Local numbers show it’s true. According to data we received from Grand Valley State University, undergrads enrolling at GVSU’s School of Education dropped by nearly 400 students in the past five years.
Although Democrats have tried to do something to alleviate the problem, Republicans in our state legislature made sure that didn’t happen:
[State Senator Winnie] Brinks says Michigan Democrats introduced a package of bills during the last legislative session in an effort to help teachers. Some of the solutions in the bills include:
- Establishing an Underrepresented Teacher Recruitment Program.
- Creating an Early Childhood Educators Act to provide scholarships to individuals who have worked for at least a year.
- Provide stipends for student teachers serving at economically disadvantaged schools.
- Allow for up to 10 years of student loan debt forgiveness for teachers in their first three years of teaching.
- Provide a one-time bonus between $3,000-$5,000 for newly hired teachers.
- Award annual bonus of $1,800 to math, science, and special education teachers.
- Establish mentor teacher pay.
- Create a teacher recruitment and retention scholarship fund.
- Set teacher-student ratio of 1:20.
- Increase the number of educators recognized as Teacher of the Year.
- Allow certified teachers to request tuition reimbursement from school districts.
Brinks says the Republican committee chairs refused to hold a hearing on the bills.
You may ask why I bring up Betsy DeVos and the Koch brothers in this post.
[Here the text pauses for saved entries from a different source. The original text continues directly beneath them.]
PR #7224, opened 2016-11-30
store references to failed Rogue rbs

### LINKED ISSUE #7223: store references to reportbacks send to Rogue via cron
_BUG_
-------------------
#### Current Behavior
If a reportback from the `dosomething_rogue_failed_task_log` is successfully sent to Rogue via the cron job, its info does not get stored in the `dosomething_rogue_reportbacks` table.

#### Desired Behavior
If a reportback from the `dosomething_rogue_failed_task_log` is successfully sent to Rogue via the cron job, its info gets stored in the `dosomething_rogue_reportbacks` table.

#### Steps to Replicate
Run cron and see the failed reportbacks show up in Rogue but not in `dosomething_rogue_reportbacks`.

#### Why This Matters
We want to keep track of these!

katiecrane:
#### What's this PR do?
Adds reportbacks that were successfully send to Rogue via cron to the `dosomething_rogue_reportbacks` table. Includes some helper methods to expedite that both in cron and when we send reportbacks to Rogue via the web form.

Make sure you can submit reportbacks normally. 
Submit a reportback that ends up in the failed table. Run cron. Make sure that reportback ends up both in Rogue and in the `dosomething_rogue_reportbacks` table.

We need all these little dudes to live in this table so they know that they made it! 

#### Relevant tickets
Fixes #7223

#### Checklist
- [ ] Tested on staging.

### DIFF
--- a/lib/modules/dosomething/dosomething_rogue/dosomething_rogue.cron.inc
+++ b/lib/modules/dosomething/dosomething_rogue/dosomething_rogue.cron.inc
@@ -46,7 +46,9 @@
 
         $user = user_load($task->drupal_id);
 
-        dosomething_rogue_send_reportback_to_rogue($values, $user);
+        $rogue_reportback = dosomething_rogue_send_reportback_to_rogue($values, $user);
+
+        dosomething_rogue_check_rbid_and_store_ref($rogue_reportback);
       } else {
         $values = [
           [
--- a/lib/modules/dosomething/dosomething_rogue/dosomething_rogue.module
+++ b/lib/modules/dosomething/dosomething_rogue/dosomething_rogue.module
@@ -267,17 +267,17 @@ function dosomething_rogue_rb_exists_in_rogue($rbid) {
  *
  */
 function dosomething_rogue_check_rbid_and_store_ref($rogue_reportback) {
+  // @TODO: this check is really only good for a reportback that has just been created, it doesn't tell us much regarding updates
   $rbid = dosomething_reportback_exists($rogue_reportback['data']['campaign_id'], $rogue_reportback['data']['campaign_run_id'], $rogue_reportback['data']['drupal_id']);
 
   // Make sure the reportback exists (meaning it got back from Rogue)
   if ($rbid) {
     // Store reference to the rb in rogue
    $reportback = entity_load_unchanged('reportback', [$rbid]);
-    // If a file was added, store references to the relevant Rogue data
-    if (isset($file)) {
-      $fid = array_pop($reportback->fids);
-      dosomething_rogue_store_rogue_references($rbid, $fid, $rogue_reportback);
-    }
+
+    // Store references to the relevant Rogue data
+    $fid = array_pop($reportback->fids);
+    dosomething_rogue_store_rogue_references($rbid, $fid, $rogue_reportback);
 
     $data = [
       'rbid' => $rbid,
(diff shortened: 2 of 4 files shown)


lib/modules/dosomething/dosomething_rogue/dosomething_rogue.module
```diff
@@ -263,3 +263,35 @@ function dosomething_rogue_rb_exists_in_rogue($rbid)
...
+
+/**
+ * Checks to see if the given RB data exists in Phoenix and if so stores in Rogue reference table.
+ *
+ * @param array $rogue_reportback
+ * The response from dosomething_rogue_send_reportback_to_rogue().
+ *
+ */
+function dosomething_rogue_check_rbid_and_store_ref($rogue_reportback)
+{
```
angaither: ⬆️  brackets go up in drooops

lib/modules/dosomething/dosomething_rogue/dosomething_rogue.cron.inc
```diff
@@ -46,7 +46,9 @@
 
         $user = user_load($task->drupal_id);
 
-        dosomething_rogue_send_reportback_to_rogue($values, $user);
+        $rogue_reportback = dosomething_rogue_send_reportback_to_rogue($values, $user);
+
+        dosomething_rogue_check_rbid_and_store_ref($rogue_reportback);
```
angaither, line 41: does it matter if this returns false here?

lib/modules/dosomething/dosomething_rogue/dosomething_rogue.module
katiecrane: oh boy they sure do

lib/modules/dosomething/dosomething_rogue/dosomething_rogue.module
```diff
@@ -263,3 +263,35 @@ function dosomething_rogue_rb_exists_in_rogue($rbid)
...
+  $rbid = dosomething_reportback_exists($rogue_reportback['data']['campaign_id'], $rogue_reportback['data']['campaign_run_id'], $rogue_reportback['data']['drupal_id']);
+
+  // Make sure the reportback exists (meaning it got back from Rogue)
+  if ($rbid) {
+    // Store reference to the rb in rogue
+   $reportback = entity_load_unchanged('reportback', [$rbid]);
+    // If a file was added, store references to the relevant Rogue data
+    if (isset($file)) {
```
angaither: I'm trying to imagine how/if this function will work with a migration script, where the reportback and file already exist in drupal, so maybe all I need to do is call `dosomething_rogue_store_rogue_references` ?

katiecrane: Yeah I think that once it exists in both places and you have all the needed info that is what you would want to call

lib/modules/dosomething/dosomething_rogue/dosomething_rogue.cron.inc
katiecrane: @angaither hmm good question. I guess in this particular case we don't care what it returns because `dosomething_rogue_send_reportback_to_rogue` takes care of stuff ending up in the failed table. But elsewhere we want to know if it is false so we can hit the permalink failure page.

angaither (approved):

angaither:
@katiecrane can you synccccc with @chloealee on her PR, I think this one will cause conflicts with hers

lib/modules/dosomething/dosomething_rogue/dosomething_rogue.module
katiecrane: I just noticed that `$file` doesn't seem to actually get set. fixing now!

katiecrane: actually, I think this check for a new file can go altogether, because each reference is for an item so we don't want to call this function if there is no new file

angaither:
📷

angaither:
🚥 🍏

It’s because they have led the way in making sure that public schools have fewer and fewer resources by promoting for-profit charter schools and by demonizing teachers as lazy and greedy for wanting a decent wage, competitive benefits, and the ability to retire with dignity after spending their careers in what is one of the most noble professions in modern society.
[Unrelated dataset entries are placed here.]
Issue #7225, opened 2016-11-30
Move reportbacks


angaither:
All legacy reportbacks live in phoenix.
They should also live in rogue, to eventually turn phoenix reportbacks off

mirie:
This has been handled / completed in other issues.

PR #7226, opened 2016-11-30
Migrate reportback data

angaither:
#### What's this PR do?
- added a function to transform what a phoenix status is to a rogue status
- added script to migrate reportback data to phoenix

👀 

I still have a few todos/checks
- Once in rogue, does this retry sending back to phoenix? Can we disable that?
- If the script fails and we need to re-migrate all info, the call to `dosomething_rogue_store_rogue_references` will fail because it doesn't check for duplicate rows

#### Relevant tickets
Refs #7225

#### Checklist
- [ ] Tested on staging.

### DIFF
--- a/scripts/export-reportbacks-to-rogue.php
+++ b/scripts/export-reportbacks-to-rogue.php
@@ -12,27 +12,29 @@ include_once('../lib/modules/dosomething/dosomething_northstar/dosomething_north
 
 $last_saved = variable_get('dosomething_rogue_last_rbi_migrated', NULL);
 if ($last_saved) {
-  $rbis = db_query("SELECT *
+  $rbis = db_query("SELECT rb.uid
             FROM dosomething_reportback_file rbf
-            LEFT JOIN dosomething_reportback rb on rbf.rbid = rb.rbid
+            INNER JOIN dosomething_reportback rb on rbf.rbid = rb.rbid
             WHERE rbf.fid > $last_saved
-            ORDER BY rbf.fid");
+            ORDER BY rbf.fid
+            LIMIT 1");
 }
 else {
-  // Get all the users!
+  // Get all the things!
   $rbis = db_query('SELECT *
                    FROM dosomething_reportback_file rbf
-                   LEFT JOIN dosomething_reportback rb on rbf.rbid = rb.rbid
-                   ORDER BY rbf.fid');
+                   INNER JOIN dosomething_reportback rb on rbf.rbid = rb.rbid
+                   ORDER BY rbf.fid
+                   LIMIT 15');
 }
 
 $client = dosomething_rogue_client();
 
 
-foreach ($rbis as $rbi) {
+foreach ($rbis as $rb) {
 
   $data = [
-    'northstar_id' => dosomething_northstar_get_user($rb->uid, 'drupal_id'),
+    'northstar_id' => dosomething_northstar_get_user($rb->uid, 'drupal_id')->id,
     'campaign_id' => $rb->nid,
     'campaign_run_id' => $rb->run_nid,
     'quantity' => $rb->quantity,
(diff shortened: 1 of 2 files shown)


scripts/export-reportbacks-to-rogue.php
```diff
@@ -0,0 +1,61 @@
...
+
+
+$last_saved = variable_get('dosomething_rogue_last_rbi_migrated', NULL);
+if ($last_saved) {
+  $rbis = db_query("SELECT rb.uid
+            FROM dosomething_reportback_file rbf
+            INNER JOIN dosomething_reportback rb on rbf.rbid = rb.rbid
+            WHERE rbf.fid > $last_saved
+            ORDER BY rbf.fid
+            LIMIT 1");
```
sbsmith86: Does this mean you only get 1 record back?

scripts/export-reportbacks-to-rogue.php
```diff
@@ -0,0 +1,61 @@
...
+    'status' => dosomething_rogue_transform_status($rb->status),
+  ];
+
+  $response = $client->postReportback($data);
+
+  // Output progress to see what's going on.
+  echo 'Migrated reportback ' . $rb->fid . ' to Rogue [' . $rb->caption . ']' . PHP_EOL;
+
+  // Store the reference in dosomething_rogue_reportbacks.
+  dosomething_rogue_store_rogue_references($rb->rbid, $rb->fid, $response);
```
katiecrane: if the post fails I think this is going to break because `$response` won't be anything

scripts/export-reportbacks-to-rogue.php
angaither: oh yeah look at that, I left in the test code

scripts/export-reportbacks-to-rogue.php
angaither: @katiecrane is it nothing, or an is there an error code I should check for?

scripts/export-reportbacks-to-rogue.php
```diff
@@ -0,0 +1,62 @@
...
+    'file' => dosomething_helpers_get_data_uri_from_fid($rb->fid),
+    'caption' => $rb->caption,
+    'source' => $rb->source,
+    'remote_addr' => $rb->remote_addr,
+    'status' => dosomething_rogue_transform_status($rb->status),
+  ];
+
+  $response = $client->postReportback($data);
+
+  if ($response) {
```
katiecrane: @angaither I think I was actually a little wrong before. My understanding is `$response` is only `null` for a `404` and other errors have to be caught otherwise it will crash if it gets an error back when posting. [This is how we do it](https://github.com/DoSomething/phoenix/blob/dev/lib/modules/dosomething/dosomething_rogue/dosomething_rogue.module#L93-L112) for the web form

katiecrane: so it wouldn't crash because it's trying to access stuff that isn't there, but because an error was thrown

sbsmith86 (approved):
looks good to me!

sbsmith86:
🎉

scripts/export-reportbacks-to-rogue.php
```diff
@@ -0,0 +1,72 @@
...
+      $response = $client->postReportback($data);
+      // Output progress to see what's going on.
+      echo 'Migrated reportback ' . $rb->fid . ' to Rogue [' . $rb->caption . ']' . PHP_EOL;
+
+      // Store the reference in dosomething_rogue_reportbacks.
+      dosomething_rogue_store_rogue_references($rb->rbid, $rb->fid, $response);
+
+      // If the script fails, we can use this to start the script from the last reportback migrated.
+      variable_set('dosomething_rogue_last_rbi_migrated', $rb->fid);
+    } catch (GuzzleHttp\Exception\ServerException $e) {
```
katiecrane, line 64: I think you need to catch this kind too `DoSomething\Gateway\Exceptions\ApiException`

The Mackinac Center routinely does open records requests and then publishes the salaries of teachers around the state, as if making a decent wage as an educator is something to be ashamed of. They also promote policies that diminish the ability of teachers to bargain collectively for their wages, benefits, and working conditions.
Once Rick Snyder and the corporatists rolled into power in 2011, they cut education funding to pay for corporate tax cuts and passed right to work legislation. It will come as no surprise that Snyder once said that he kept the Mackinac Center’s “101 Recommendations to Revitalize Michigan” “on his desk and refers to it often”. The Mackinac Center is one of the largest members of the Koch brothers’ State Policy Network, a national organization that promotes the interests of corporations under the guise of fiscal conservatism.
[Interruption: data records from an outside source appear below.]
PR #7227, opened 2016-12-01
Sends Reportback from Phoenix API -> Rogue Take 2

### LINKED ISSUE #7183: Rogue to accept rbs that are sent to Phoenix via API.

chloealee:
#### What's this PR do?
- When an app hits Phoenix's `/api/v1/campaigns/[nid]/reportback` endpoint, instead of saving directly to Phoenix, it will send along to Rogue first and then Rogue will send back to Phoenix to be saved.
- If crop values aren't set, don't send to Rogue (both on first send and on cron job).
- Adds helper functions to prepare rb item to send to Rogue. 
- When cron job runs, insert the rogue rb reference in the `dosomething_rogue_reportbacks` table.

- Hit the `/api/v1/campaigns/[nid]/reportback` endpoint.
- Check the Rogue `reportback_items` table for the reportback item.
- Check the Phoenix `dosomething_reportback_file` table for the reportback item. 
- Check that Phoenix's `dosoemthing_rogue_reportbacks` table has the reportback item with all correct data.
- Test cron job.
- Test that reportingback from phoenix web works.

#### Relevant tickets
#7198 got borked so starting over in this PR.
Fixes #7183 

#### Checklist
- [ ] Tested on staging.

### DIFF
--- a/lib/modules/dosomething/dosomething_api/resources/campaign_resource.inc
+++ b/lib/modules/dosomething/dosomething_api/resources/campaign_resource.inc
@@ -344,19 +344,28 @@ function _campaign_resource_reportback($nid, $values) {
     }
   }
 
+  $values['fid'] = $file->fid;
+  $values['file'] = dosomething_helpers_get_data_uri_from_image(image_load($file->uri));
+
   // @todo: Move this logic into dosomething_reportback_save().
-  if ($file) {
-    $values['fid'] = $file->fid;
-  }
+  $rbid = dosomething_reportback_exists($nid, NULL, $uid);
 
   if (!$rbid) {
     $rbid = 0;
   }
 
-  // if (DOSOMETHING_REPORTBACK_LOG) {
-  //   watchdog('dosomething_api', '_campaign_resource_reportback:' . json_encode($values));
-  // }
-  return dosomething_rogue_send_reportback_to_rogue($values, $user);
+  $values['rbid'] = $rbid;
+
+  if (DOSOMETHING_REPORTBACK_LOG) {
+    watchdog('dosomething_api', '_campaign_resource_reportback:' . json_encode($values));
+  }
+
+  $transaction_id = drupal_get_http_header('X-Request-ID');
+  print_r($transaction_id);
+  die();
+  // if the flag is less than 2, send to rogue
+  // dosomething_rogue_send_reportback_to_rogue($values, $user);
+  return $rbid;
   // return dosomething_reportback_save($values, $user);
 }
 
--- a/lib/modules/dosomething/dosomething_api/resources/campaign_resource.inc
+++ b/lib/modules/dosomething/dosomething_api/resources/campaign_resource.inc
@@ -343,8 +343,10 @@ function _campaign_resource_reportback($nid, $values) {
     }
   }
 
-  $values['fid'] = $file->fid;
-  $values['file'] = dosomething_helpers_get_data_uri_from_fid($file->fid);
+  if ($file) {
+    $values['fid'] = $file->fid;
+    $values['file'] = dosomething_helpers_get_data_uri_from_fid($file->fid);
+  }
 
   // @todo: Move this logic into dosomething_reportback_save().
   $rbid = dosomething_reportback_exists($nid, NULL, $uid);
@@ -368,7 +370,7 @@ function _campaign_resource_reportback($nid, $values) {
     $rbid = dosomething_reportback_exists($rogue_reportback['data']['campaign_id'], $rogue_reportback['data']['campaign_run_id'], $rogue_reportback['data']['drupal_id']);
 
     // Store reference to the rb in rogue.
-    if ($rbid) {
+    if ($rbid && $file) {
       dosomething_rogue_store_rogue_references($rbid, $rogue_reportback);
     }
   }
--- a/lib/modules/dosomething/dosomething_api/resources/campaign_resource.inc
+++ b/lib/modules/dosomething/dosomething_api/resources/campaign_resource.inc
@@ -371,7 +371,9 @@ function _campaign_resource_reportback($nid, $values) {
 
     // Store reference to the rb in rogue.
     if ($rbid && $file) {
-      dosomething_rogue_store_rogue_references($rbid, $rogue_reportback);
+      $reportback = entity_load_unchanged('reportback', [$rbid]);
+      $fid = array_pop($reportback->fids);
+      dosomething_rogue_store_rogue_references($rbid, $fid, $rogue_reportback);
     }
   }
   else {
--- a/lib/modules/dosomething/dosomething_api/resources/campaign_resource.inc
+++ b/lib/modules/dosomething/dosomething_api/resources/campaign_resource.inc
@@ -303,7 +303,6 @@ function _campaign_resource_signup($nid, $values) {
  */
 function _campaign_resource_reportback($nid, $values) {
   // @todo: Return error if signup doesn't exist.
-
   $values['nid'] = $nid;
 
   if (!isset($values['uid'])) {
@@ -345,7 +344,7 @@ function _campaign_resource_reportback($nid, $values) {
   }
 
   $values['fid'] = $file->fid;
-  $values['file'] = dosomething_helpers_get_data_uri_from_image(image_load($file->uri));
+  $values['file'] = dosomething_helpers_get_data_uri_from_fid($file->fid);
 
   // @todo: Move this logic into dosomething_reportback_save().
   $rbid = dosomething_reportback_exists($nid, NULL, $uid);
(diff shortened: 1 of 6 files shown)


lib/modules/dosomething/dosomething_api/resources/campaign_resource.inc
```diff
@@ -344,10 +343,11 @@ function _campaign_resource_reportback($nid, $values) {
     }
   }
 
+  $values['fid'] = $file->fid;
+  $values['file'] = dosomething_helpers_get_data_uri_from_fid($file->fid);
+
   // @todo: Move this logic into dosomething_reportback_save().
-  if ($file) {
```
katiecrane, line 348: You need this conditional before you do anything with `$file` to make sure that a file was added

chloealee: ahh I see - added back in!

lib/modules/dosomething/dosomething_api/resources/campaign_resource.inc
```diff
@@ -359,6 +362,23 @@ function _campaign_resource_reportback($nid, $values) {
...
+
+  if (! $transaction_id) {
+    $rogue_reportback = dosomething_rogue_send_reportback_to_rogue($values, $user);
+
+    // Make sure the reportback exists (meaning it got back from Rogue).
+    $rbid = dosomething_reportback_exists($rogue_reportback['data']['campaign_id'], $rogue_reportback['data']['campaign_run_id'], $rogue_reportback['data']['drupal_id']);
+
+    // Store reference to the rb in rogue.
+    if ($rbid) {
+      dosomething_rogue_store_rogue_references($rbid, $rogue_reportback);
```
katiecrane: I think we only want to call this function if there is a new image as well, since one of the columns is `fid` (and we also pop the most recent `fid` so if there was no new file we'd end up with one that should already be in there). I wonder if this is what was causing those `fid` related errors before?

lib/modules/dosomething/dosomething_api/resources/campaign_resource.inc
```diff
@@ -359,6 +362,23 @@ function _campaign_resource_reportback($nid, $values) {
     watchdog('dosomething_api', '_campaign_resource_reportback:' . json_encode($values));
   }
 
-  return dosomething_reportback_save($values, $user);
+  $transaction_id = $_SERVER['HTTP_X_REQUEST_ID'];
+
+  if (! $transaction_id) {
```
sbsmith86, line 366: I'm not sure I understand this logic. If you have a request _without_ a transaction ID you send to rogue? If you do have one you don't? 

What happens when like the Mobile app sends over RBs when it hasn't implemented transaction ids yet?

lib/modules/dosomething/dosomething_api/resources/campaign_resource.inc
chloealee: ahh very smart @katiecrane ! updated this!

lib/modules/dosomething/dosomething_rogue/dosomething_rogue.module
```diff
@@ -169,13 +150,15 @@ function dosomething_rogue_get_by_file_id($fid)
...
- * @param string $fid
  * @param object $rogue_reportback
  *
  * @return InsertQuery object
  */
-function dosomething_rogue_store_rogue_references($rbid, $fid, $rogue_reportback)
+function dosomething_rogue_store_rogue_references($rbid, $rogue_reportback)
 {
+  $reportback = entity_load_unchanged('reportback', [$rbid]);
+  $fid = array_pop($reportback->fids);
```
katiecrane: hmm I'm wondering if this part should get held off on and then there will be fewer conflicts with my PR? I handled this part differently with `dosomething_rogue_check_rbid_and_store_ref` https://github.com/DoSomething/phoenix/pull/7224/files

what do you think would be the best way to proceed?

lib/modules/dosomething/dosomething_api/resources/campaign_resource.inc
chloealee: Yes! This is to prevent the infinite loop. 

So when the mobile app or sms sends a reportback, it won't have a transaction id. Since it doesn't have one, we know it comes from those two sources and we want to send to Rogue. 

Then, Rogue receives it and sends back to Phoenix with this same API endpoint. It will now have a transaction id so we don't want it to send to Rogue again and get stuck in an infinite loop. So instead of sending back to Rogue, we just save it in Phoenix.

lib/modules/dosomething/dosomething_rogue/dosomething_rogue.module
chloealee: @katiecrane would it be helpful if I changed it back so that this logic lived outside of `dosomething_rogue_store_rogue_references` and that function still has `$fid` as a param?

lib/modules/dosomething/dosomething_api/resources/campaign_resource.inc
sbsmith86: hmm ok gotcha...seems like a good short term solution!

angaither: yeah we did something similar, but perhaps more apparent with NS/Phoenix there was a query param `?create_drupal_user` on NS and [`forward`] (https://github.com/DoSomething/phoenix/commit/184063973871bc4d4296c73db19c2bbbb3f79215#diff-1492ad29ad6cef475c92f6ed9d58a7ebL34) on phoenix (which was just removed) to allow this.

lib/modules/dosomething/dosomething_rogue/dosomething_rogue.module
katiecrane: @chloealee this helped me notice an error in my PR oh boy! but I thiiiiink that would be pretty helpful? not if it would be a huge pain though

lib/modules/dosomething/dosomething_rogue/dosomething_rogue.module
```diff
@@ -263,3 +246,60 @@ function dosomething_rogue_rb_exists_in_rogue($rbid)
...
+     'quantity' => $values['quantity'],
+     'why_participated' => $values['why_participated'],
+     'file' => isset($values['file']) ? $values['file'] : NULL,
+     'caption' => isset($values['caption']) ? $values['caption'] : NULL,
+     'status' => isset($values['status']) ? $values['status'] : 'pending',
+     'source' => isset($values['source']) ? $values['source'] : NULL,
+     'type' => isset($values['type']) ? $values['type'] : NULL,
+   ];
+
+   if ($values['crop_x']) {
```
sbsmith86, line 278: I created a function once that just extracted properties from an array. It was a little cleaner. So you can do like 

```
/**
 * Given an array of key/value pairs, create a new array with only the
 * keys given.
 *
 * @param  associative array  $data
 * @param  array $desiredKeys
 *
 * @return array
 */
function extract_values_by_keys($array, $desiredKeys)
{
    $desiredValues = array_intersect_key($array, array_flip($desiredKeys));
    return (count($array) > 0) ? $desiredValues : null;
}
```

and then use it like:

```
$cropped_values = extract_values_by_keys($values,['crop_x', 'crop_y'....]); //gives you an array

$data = array_merge($data, $cropped_values);
```

allows you to remove some of the duplicated lines and the extra loop at the end.

lib/modules/dosomething/dosomething_rogue/dosomething_rogue.module
chloealee: @katiecrane oh good! Not a pain at all - all set! Let me know if that is what you were thinking.

lib/modules/dosomething/dosomething_rogue/dosomething_rogue.module
chloealee: @sbsmith86 this is brilliant and a lot more helpful in a general sense - thank you! I popped this in `dosomething_helpers.module`

sbsmith86:
Looks good to me!

lib/modules/dosomething/dosomething_helpers/dosomething_helpers.module
```diff
@@ -969,3 +969,18 @@ function dosomething_helpers_get_data_uri_from_fid($fid) {
...
+ * keys given.
+ *
+ * @param  associative array  $data
+ * @param  array $desiredKeys
+ *
+ * @return array
+ */
+function dosomething_helpers_extract_values_by_keys($array, $desiredKeys)
+{
+    $desiredValues = array_intersect_key($array, array_flip($desiredKeys));
```
angaither: 🐍 case vars!

chloealee: ah shoot - thanks! All fixed :)

angaither (approved):
⛵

But the fine corporate shills at the Mackinac Center don’t stop at just destroying public schools and demonizing teachers. Every year since they passed right to work, the Mackinac Center has undertaken a coordinated effort to encourage teachers to leave their unions, effectively urging them to slit their own economic throats.
So, here we are in 2019, living with the predictable (and predicted) outcome of teachers departing their profession and our state dealing with a shortage of qualified educators. But, have no fear, Republicans have a plan for that, too: lower the requirements for teaching. In 2017 they passed a law allowing for teachers to receive their teaching certificate WHILE ACTUALLY TEACHING STUDENTS IN THE CLASSROOM and to do it all online. In 2018, they eliminated the requirement that teachers who take this route to become certified must take and pass the SAT.
In other words, under the “leadership” of Republicans, education in our state is in serious trouble.